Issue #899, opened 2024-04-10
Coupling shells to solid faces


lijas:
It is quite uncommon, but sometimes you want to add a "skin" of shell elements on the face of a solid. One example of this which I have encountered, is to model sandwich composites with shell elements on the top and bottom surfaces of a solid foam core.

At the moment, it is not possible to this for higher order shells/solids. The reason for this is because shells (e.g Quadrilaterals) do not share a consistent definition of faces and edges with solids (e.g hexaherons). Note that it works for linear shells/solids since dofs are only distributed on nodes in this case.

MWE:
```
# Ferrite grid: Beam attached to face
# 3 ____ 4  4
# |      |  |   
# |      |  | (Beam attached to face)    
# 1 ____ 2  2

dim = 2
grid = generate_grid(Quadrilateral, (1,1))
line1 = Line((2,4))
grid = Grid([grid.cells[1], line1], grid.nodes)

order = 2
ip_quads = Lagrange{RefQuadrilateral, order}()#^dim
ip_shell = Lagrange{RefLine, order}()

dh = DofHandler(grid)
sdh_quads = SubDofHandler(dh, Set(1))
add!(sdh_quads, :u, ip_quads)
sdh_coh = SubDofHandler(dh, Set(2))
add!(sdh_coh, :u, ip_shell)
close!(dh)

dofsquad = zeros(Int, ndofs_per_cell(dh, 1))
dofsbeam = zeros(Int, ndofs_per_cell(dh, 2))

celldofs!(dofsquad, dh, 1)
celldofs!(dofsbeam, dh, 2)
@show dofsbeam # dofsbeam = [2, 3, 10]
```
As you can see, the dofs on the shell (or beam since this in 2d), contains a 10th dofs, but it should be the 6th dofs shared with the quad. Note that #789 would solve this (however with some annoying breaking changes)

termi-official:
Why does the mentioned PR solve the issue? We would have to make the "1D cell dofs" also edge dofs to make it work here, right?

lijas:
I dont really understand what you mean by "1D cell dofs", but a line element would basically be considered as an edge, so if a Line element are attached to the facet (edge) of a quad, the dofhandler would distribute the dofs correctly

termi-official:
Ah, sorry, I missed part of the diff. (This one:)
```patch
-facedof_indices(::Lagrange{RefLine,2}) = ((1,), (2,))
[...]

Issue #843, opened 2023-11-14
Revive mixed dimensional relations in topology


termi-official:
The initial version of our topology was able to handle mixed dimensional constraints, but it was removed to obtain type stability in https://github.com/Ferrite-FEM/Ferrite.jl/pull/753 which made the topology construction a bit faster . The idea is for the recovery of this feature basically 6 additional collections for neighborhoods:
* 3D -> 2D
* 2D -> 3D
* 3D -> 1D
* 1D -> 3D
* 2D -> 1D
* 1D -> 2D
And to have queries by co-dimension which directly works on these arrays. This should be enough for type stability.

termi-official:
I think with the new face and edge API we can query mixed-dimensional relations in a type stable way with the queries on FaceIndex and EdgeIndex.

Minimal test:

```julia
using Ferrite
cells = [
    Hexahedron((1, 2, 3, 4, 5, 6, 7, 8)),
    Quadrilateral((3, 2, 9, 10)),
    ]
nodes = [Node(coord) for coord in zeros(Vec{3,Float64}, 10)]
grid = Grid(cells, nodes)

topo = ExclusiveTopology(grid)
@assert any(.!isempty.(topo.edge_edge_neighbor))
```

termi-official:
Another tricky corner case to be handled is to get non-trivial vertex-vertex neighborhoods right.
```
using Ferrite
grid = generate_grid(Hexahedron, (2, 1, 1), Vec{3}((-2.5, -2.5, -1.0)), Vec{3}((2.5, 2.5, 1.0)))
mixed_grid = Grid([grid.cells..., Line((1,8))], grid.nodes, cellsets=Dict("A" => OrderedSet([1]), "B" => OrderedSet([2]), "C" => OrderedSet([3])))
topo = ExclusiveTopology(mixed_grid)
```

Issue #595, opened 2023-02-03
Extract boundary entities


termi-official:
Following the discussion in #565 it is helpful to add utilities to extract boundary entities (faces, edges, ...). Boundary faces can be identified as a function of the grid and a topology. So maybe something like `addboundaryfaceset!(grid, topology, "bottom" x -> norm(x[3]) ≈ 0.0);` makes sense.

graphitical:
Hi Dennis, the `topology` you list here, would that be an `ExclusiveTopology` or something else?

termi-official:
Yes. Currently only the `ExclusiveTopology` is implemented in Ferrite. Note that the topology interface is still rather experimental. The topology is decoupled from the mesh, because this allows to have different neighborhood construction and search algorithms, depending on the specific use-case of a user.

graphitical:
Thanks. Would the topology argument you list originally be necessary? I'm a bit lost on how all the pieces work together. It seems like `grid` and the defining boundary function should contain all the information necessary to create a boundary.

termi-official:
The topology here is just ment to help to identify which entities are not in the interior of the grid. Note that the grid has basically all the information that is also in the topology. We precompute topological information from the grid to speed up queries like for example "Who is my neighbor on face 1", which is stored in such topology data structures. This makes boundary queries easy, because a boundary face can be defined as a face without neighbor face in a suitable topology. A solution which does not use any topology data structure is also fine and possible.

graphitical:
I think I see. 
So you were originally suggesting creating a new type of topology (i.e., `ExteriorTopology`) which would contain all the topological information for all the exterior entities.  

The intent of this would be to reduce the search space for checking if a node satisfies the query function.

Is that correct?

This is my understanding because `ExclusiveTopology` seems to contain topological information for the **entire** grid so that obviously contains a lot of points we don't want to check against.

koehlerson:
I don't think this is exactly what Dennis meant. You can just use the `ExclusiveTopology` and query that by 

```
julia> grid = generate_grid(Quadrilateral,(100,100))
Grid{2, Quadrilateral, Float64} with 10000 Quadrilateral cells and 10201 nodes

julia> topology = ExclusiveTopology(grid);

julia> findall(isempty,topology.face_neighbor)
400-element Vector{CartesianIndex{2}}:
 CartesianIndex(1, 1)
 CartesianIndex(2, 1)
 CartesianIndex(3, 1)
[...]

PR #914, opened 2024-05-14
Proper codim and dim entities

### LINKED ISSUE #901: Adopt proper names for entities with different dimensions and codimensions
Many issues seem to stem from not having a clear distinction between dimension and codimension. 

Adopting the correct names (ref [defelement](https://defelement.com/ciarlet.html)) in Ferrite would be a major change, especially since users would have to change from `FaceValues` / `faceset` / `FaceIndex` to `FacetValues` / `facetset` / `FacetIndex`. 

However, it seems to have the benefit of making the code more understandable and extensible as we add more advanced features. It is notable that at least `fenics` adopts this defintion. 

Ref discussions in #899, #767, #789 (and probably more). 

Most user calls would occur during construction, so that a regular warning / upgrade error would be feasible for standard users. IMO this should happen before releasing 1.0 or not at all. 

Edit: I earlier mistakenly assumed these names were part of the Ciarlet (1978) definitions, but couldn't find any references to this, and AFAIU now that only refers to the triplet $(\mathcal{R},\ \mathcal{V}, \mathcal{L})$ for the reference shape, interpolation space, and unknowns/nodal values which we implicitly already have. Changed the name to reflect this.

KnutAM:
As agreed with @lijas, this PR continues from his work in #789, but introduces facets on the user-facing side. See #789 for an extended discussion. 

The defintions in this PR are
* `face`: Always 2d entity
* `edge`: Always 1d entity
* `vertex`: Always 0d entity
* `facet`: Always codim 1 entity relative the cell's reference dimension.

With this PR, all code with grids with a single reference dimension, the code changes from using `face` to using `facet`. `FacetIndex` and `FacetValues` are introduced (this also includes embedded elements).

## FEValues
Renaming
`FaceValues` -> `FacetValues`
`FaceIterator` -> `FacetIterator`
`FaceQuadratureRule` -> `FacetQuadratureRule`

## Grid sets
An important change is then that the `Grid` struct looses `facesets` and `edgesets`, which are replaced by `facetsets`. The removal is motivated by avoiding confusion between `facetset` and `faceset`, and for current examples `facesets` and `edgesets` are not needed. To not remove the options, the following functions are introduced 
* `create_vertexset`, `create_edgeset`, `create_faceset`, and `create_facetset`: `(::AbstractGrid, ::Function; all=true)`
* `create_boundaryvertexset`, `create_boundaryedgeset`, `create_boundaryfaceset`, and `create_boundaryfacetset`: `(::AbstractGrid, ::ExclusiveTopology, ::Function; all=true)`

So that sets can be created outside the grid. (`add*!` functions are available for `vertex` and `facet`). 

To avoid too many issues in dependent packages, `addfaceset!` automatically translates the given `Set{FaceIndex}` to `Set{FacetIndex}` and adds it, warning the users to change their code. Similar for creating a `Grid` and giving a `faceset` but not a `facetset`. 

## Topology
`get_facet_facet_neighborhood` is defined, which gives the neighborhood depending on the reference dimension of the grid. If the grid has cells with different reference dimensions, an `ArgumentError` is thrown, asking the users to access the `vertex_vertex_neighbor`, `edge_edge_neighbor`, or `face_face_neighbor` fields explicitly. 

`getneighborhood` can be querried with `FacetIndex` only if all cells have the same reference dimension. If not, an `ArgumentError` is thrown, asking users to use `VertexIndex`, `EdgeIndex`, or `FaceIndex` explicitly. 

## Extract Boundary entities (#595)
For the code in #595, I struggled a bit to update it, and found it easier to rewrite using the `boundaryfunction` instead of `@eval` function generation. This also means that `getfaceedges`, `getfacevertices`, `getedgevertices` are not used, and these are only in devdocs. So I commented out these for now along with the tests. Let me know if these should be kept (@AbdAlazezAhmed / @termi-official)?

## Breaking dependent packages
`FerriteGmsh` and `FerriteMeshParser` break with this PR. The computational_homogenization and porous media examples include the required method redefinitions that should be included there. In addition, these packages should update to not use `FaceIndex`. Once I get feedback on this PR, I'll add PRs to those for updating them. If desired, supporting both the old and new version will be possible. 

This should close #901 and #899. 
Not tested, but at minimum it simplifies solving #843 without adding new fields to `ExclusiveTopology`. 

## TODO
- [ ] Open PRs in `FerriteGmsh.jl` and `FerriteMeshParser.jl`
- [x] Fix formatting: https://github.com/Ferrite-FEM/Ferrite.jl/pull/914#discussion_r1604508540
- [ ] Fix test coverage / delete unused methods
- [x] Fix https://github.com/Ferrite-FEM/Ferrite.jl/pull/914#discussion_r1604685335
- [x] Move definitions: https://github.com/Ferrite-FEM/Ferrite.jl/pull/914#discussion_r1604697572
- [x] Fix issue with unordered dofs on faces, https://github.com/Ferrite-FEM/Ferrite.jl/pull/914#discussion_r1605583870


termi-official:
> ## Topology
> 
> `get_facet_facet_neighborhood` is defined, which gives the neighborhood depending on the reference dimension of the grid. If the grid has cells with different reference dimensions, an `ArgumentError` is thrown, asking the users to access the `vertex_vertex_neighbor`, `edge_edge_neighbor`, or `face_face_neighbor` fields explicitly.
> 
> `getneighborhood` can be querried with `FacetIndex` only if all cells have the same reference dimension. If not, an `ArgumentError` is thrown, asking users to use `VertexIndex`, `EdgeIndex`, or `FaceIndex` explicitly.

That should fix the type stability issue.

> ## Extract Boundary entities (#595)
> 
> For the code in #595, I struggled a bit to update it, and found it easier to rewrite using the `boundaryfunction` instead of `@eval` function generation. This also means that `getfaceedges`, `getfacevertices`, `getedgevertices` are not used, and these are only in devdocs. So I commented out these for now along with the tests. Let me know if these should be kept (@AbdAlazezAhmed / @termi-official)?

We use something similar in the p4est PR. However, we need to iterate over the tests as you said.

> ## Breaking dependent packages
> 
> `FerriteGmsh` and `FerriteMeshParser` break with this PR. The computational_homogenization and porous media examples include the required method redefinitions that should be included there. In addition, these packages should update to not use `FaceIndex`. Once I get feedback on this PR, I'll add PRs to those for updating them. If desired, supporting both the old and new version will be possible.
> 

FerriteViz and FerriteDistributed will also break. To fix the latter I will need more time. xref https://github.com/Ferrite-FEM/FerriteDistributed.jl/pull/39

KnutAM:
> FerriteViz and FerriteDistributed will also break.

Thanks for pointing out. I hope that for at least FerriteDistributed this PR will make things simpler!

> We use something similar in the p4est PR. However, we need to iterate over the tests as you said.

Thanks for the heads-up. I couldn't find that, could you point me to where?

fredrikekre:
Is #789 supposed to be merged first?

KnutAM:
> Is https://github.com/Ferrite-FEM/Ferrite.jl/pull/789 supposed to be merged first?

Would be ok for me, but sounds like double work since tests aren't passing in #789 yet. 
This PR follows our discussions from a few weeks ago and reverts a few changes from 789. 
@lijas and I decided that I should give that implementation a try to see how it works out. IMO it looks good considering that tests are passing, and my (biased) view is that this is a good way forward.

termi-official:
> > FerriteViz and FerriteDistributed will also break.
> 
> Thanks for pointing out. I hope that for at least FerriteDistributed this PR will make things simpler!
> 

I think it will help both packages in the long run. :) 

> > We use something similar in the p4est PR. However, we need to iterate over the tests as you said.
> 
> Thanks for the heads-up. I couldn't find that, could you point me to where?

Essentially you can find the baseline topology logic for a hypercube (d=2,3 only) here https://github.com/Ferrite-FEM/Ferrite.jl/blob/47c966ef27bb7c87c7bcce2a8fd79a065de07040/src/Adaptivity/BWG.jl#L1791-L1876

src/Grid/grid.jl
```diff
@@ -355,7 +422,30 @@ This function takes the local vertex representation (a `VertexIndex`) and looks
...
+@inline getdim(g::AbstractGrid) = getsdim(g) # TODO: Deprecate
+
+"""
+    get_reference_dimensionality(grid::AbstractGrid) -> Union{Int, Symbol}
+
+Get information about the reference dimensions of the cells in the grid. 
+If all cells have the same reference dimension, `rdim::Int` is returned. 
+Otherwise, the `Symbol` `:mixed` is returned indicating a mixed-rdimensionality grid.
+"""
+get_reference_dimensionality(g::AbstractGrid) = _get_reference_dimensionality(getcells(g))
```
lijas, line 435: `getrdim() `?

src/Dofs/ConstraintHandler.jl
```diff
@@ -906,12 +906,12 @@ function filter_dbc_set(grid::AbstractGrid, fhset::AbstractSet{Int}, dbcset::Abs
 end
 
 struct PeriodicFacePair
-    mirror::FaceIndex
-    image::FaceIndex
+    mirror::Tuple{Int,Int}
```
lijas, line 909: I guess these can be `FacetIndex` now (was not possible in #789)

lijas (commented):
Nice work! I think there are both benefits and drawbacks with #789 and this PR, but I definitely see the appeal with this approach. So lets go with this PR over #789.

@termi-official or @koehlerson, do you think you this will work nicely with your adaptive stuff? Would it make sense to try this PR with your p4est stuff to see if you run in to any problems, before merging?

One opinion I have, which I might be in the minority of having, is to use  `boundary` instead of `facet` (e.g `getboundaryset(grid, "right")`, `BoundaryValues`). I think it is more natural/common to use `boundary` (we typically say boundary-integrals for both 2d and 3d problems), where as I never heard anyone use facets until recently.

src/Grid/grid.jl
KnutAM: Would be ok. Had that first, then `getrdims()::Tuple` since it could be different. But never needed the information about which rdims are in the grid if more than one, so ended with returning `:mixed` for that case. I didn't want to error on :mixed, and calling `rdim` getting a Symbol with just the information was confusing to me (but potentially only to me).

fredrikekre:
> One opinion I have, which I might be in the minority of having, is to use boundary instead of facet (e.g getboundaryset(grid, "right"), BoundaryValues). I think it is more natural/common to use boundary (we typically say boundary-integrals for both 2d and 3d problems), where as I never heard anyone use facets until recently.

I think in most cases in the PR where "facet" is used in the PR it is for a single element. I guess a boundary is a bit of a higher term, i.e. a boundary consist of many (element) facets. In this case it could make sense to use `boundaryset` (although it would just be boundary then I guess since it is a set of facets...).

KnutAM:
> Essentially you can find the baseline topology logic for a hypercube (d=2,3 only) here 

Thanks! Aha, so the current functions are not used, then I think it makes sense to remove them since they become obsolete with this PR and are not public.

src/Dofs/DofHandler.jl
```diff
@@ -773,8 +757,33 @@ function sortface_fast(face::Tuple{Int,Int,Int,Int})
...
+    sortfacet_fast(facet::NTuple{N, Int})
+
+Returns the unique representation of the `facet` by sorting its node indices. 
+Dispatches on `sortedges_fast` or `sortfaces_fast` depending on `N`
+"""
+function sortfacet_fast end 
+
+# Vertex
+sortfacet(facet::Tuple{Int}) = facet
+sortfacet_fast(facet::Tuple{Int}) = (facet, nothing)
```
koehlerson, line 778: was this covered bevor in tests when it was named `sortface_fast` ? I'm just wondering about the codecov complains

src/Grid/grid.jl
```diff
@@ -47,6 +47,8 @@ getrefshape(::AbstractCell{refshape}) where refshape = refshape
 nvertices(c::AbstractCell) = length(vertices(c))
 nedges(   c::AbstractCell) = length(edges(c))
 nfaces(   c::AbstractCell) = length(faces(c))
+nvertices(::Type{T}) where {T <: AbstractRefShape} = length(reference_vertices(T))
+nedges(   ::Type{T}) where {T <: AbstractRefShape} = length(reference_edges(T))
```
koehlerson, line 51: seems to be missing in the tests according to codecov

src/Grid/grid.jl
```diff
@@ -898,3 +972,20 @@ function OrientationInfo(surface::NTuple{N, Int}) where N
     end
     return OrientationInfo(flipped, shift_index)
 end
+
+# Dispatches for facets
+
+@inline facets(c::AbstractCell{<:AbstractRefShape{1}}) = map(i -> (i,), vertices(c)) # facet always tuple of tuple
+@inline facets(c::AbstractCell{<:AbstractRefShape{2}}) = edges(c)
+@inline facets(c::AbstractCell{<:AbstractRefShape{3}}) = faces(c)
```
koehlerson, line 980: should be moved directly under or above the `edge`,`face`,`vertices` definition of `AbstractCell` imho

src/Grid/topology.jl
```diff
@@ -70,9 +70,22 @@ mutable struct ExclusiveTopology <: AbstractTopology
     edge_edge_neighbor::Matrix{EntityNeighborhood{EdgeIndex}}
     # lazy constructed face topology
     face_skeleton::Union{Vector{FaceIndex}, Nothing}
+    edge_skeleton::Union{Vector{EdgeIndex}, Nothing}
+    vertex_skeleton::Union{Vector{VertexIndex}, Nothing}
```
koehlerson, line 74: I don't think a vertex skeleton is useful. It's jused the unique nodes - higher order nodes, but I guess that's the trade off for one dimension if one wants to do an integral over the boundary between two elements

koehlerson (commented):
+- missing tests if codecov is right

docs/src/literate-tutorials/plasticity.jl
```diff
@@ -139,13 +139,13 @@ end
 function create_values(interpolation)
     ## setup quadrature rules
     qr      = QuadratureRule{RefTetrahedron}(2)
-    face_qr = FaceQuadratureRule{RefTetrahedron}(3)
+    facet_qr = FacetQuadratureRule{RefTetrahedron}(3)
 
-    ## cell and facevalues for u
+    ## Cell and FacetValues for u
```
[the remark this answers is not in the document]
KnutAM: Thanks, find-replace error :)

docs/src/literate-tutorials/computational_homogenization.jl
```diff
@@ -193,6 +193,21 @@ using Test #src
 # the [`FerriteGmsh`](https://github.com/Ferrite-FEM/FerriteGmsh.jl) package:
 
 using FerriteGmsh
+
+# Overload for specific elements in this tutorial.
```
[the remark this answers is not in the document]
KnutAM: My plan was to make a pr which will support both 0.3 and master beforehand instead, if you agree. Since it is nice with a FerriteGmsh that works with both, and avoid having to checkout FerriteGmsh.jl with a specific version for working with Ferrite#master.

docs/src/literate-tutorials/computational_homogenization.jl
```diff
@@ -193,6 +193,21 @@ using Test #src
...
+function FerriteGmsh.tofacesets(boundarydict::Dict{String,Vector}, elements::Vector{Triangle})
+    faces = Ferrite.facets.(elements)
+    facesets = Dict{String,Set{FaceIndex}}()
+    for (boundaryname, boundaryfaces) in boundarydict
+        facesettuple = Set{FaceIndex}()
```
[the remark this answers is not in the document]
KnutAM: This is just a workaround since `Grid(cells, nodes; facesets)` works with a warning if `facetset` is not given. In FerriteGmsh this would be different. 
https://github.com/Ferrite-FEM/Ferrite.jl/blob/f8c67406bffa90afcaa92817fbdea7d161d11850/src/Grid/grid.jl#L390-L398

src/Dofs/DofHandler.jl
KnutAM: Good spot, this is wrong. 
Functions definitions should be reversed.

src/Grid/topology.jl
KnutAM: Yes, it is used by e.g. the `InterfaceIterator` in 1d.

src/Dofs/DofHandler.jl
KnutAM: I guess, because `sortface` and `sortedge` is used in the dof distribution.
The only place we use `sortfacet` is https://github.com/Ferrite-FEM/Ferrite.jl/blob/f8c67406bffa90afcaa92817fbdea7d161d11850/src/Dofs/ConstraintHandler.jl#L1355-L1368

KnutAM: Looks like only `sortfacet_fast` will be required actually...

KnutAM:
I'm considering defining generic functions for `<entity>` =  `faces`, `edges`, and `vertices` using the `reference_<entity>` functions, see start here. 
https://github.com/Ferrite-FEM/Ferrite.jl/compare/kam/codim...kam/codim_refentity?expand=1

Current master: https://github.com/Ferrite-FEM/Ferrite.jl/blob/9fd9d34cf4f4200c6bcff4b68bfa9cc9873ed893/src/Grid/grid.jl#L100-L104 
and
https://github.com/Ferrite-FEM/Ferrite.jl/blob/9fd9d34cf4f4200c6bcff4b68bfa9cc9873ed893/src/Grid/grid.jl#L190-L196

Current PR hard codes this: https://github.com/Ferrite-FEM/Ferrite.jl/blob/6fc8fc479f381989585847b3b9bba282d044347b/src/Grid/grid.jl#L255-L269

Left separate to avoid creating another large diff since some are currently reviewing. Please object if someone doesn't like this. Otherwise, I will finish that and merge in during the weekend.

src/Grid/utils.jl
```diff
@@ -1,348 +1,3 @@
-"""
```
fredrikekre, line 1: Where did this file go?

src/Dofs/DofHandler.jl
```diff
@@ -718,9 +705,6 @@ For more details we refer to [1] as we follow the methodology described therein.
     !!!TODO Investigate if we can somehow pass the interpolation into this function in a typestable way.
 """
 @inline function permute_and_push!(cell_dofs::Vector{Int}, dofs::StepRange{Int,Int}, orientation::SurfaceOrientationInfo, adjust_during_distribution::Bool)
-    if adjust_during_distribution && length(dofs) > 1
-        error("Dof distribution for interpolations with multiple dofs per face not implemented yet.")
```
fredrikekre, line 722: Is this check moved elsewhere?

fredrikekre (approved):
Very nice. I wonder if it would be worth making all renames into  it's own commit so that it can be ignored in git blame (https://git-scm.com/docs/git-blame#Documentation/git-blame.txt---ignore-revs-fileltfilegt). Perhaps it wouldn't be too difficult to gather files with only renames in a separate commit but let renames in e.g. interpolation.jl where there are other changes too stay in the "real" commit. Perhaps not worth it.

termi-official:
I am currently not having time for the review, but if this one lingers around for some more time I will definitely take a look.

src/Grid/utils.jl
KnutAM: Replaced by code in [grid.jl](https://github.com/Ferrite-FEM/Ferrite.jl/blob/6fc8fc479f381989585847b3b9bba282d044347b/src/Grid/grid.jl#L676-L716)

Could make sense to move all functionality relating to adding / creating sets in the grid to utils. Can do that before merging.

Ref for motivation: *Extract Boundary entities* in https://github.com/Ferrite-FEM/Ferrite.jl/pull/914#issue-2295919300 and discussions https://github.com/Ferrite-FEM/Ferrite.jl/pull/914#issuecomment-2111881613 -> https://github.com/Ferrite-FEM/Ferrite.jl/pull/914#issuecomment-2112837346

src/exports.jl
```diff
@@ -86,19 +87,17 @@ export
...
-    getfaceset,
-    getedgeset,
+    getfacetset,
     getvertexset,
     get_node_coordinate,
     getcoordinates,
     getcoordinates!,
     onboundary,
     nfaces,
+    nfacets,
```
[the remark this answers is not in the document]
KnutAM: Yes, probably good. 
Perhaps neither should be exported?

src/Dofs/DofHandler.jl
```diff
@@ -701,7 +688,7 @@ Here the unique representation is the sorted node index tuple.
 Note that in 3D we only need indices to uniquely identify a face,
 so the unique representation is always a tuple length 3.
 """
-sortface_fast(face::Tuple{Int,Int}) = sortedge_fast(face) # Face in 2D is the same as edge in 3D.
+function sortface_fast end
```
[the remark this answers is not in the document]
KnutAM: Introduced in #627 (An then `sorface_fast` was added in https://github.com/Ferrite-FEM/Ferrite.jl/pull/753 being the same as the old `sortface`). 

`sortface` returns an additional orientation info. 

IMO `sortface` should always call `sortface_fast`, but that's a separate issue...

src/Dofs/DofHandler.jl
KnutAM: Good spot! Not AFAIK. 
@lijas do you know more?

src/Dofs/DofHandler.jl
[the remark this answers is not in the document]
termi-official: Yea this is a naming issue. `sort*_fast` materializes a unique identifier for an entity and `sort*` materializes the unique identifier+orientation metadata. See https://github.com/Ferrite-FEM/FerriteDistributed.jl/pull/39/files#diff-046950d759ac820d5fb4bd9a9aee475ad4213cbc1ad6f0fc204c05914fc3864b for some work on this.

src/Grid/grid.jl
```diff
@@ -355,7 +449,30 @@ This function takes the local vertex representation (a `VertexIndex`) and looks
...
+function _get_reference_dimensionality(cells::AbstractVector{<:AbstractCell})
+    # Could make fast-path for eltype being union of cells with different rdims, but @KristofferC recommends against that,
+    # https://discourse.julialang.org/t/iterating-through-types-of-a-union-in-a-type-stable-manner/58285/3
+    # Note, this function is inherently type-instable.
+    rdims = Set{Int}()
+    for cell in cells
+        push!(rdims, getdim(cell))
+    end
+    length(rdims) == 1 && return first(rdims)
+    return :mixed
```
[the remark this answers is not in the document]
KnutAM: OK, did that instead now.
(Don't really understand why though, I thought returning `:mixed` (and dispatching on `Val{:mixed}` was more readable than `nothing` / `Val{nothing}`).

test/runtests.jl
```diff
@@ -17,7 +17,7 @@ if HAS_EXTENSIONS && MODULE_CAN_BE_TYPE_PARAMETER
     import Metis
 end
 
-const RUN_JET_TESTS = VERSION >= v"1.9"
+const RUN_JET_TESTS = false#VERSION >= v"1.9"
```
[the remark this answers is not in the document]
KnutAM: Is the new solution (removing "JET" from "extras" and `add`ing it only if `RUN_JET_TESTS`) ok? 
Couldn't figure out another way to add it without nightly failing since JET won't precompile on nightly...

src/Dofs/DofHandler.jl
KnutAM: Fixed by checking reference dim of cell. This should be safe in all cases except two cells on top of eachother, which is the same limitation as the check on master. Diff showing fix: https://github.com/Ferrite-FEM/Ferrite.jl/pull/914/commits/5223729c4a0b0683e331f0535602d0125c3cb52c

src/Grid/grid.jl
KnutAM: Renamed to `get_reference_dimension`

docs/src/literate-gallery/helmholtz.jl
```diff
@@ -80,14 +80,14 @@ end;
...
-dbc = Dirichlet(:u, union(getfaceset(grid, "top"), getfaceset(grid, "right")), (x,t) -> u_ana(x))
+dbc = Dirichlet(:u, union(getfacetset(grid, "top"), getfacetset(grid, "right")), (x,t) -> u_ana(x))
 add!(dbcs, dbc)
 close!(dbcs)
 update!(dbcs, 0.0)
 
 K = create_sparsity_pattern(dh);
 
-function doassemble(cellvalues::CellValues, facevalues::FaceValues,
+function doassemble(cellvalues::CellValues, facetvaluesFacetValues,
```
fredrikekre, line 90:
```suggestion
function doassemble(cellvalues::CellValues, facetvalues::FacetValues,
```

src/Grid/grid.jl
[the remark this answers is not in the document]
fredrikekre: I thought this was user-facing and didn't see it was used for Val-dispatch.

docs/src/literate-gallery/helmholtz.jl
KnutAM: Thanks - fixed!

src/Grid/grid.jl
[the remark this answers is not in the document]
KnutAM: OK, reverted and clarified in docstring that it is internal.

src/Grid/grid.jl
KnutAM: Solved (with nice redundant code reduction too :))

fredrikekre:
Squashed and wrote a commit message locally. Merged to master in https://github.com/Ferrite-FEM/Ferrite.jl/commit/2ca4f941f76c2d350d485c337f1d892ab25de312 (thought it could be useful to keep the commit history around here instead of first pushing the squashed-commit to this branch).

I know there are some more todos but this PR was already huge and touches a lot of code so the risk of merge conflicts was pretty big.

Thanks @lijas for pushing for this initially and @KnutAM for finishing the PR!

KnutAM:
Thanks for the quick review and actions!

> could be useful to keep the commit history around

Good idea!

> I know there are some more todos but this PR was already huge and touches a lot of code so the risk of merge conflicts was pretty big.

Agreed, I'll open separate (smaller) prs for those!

> _Exercise description_
Gather each line in the data that holds the string "implemented".

> _Answer to the exercise_
Yes. Currently only the `ExclusiveTopology` is implemented in Ferrite. Note that the topology interface is still rather experimental. The topology is decoupled from the mesh, because this allows to have different neighborhood construction and search algorithms, depending on the specific use-case of a user.
-        error("Dof distribution for interpolations with multiple dofs per face not implemented yet.")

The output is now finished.